DATA RECORDS Block Start

PR #258, opened 2015-07-21
Added ShouldBeTrue|False and Null|NotNull extensions.

JoeMighty:
Added True/False extensions.


JoeMighty:
I'm just about finished on the Null|NotNull extensions which I'll merge into this pull request.

JoeMighty:
The Null|NotNull extensions are now included within this PR. I hope they're all ok!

DATA RECORDS Block End

**WHAT TO WORK ON**
Your response must contain all of the records, copied exactly.

**RESULT**
PR #258, opened 2015-07-21
Added ShouldBeTrue|False and Null|NotNull extensions.

JoeMighty:
Added True/False extensions.


JoeMighty:
I'm just about finished on the Null|NotNull extensions which I'll merge into this pull request.

JoeMighty:
The Null|NotNull extensions are now included within this PR. I hope they're all ok!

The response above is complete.